__Task details__
Where does the string "only" occur in the entries below? Copy every line where it does.

The records Start Marker

PR #1254, opened 2026-08-18
Fix the macOS-only library failure, and say which test it was

Frotty:
### The macOS failure, fixed

`macos-15-intel` was the only failing job on master, for several runs, while `ubuntu-latest`, `windows-latest` and `macos-latest` all passed. It was `StdLibOwnTests.standardLibraryTestsPass`, one library test of 460.

Two different causes were mixed into that history, worth separating:

- Run `32044793479` failed in 59s on `actions/setup-java` returning 503 then 429. GitHub infrastructure, not a test.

The records End Marker

__Answer to this task__
Fix the macOS-only library failure, and say which test it was
`macos-15-intel` was the only failing job on master, for several runs, while `ubuntu-latest`, `windows-latest` and `macos-latest` all passed. It was `StdLibOwnTests.standardLibraryTestsPass`, one library test of 460.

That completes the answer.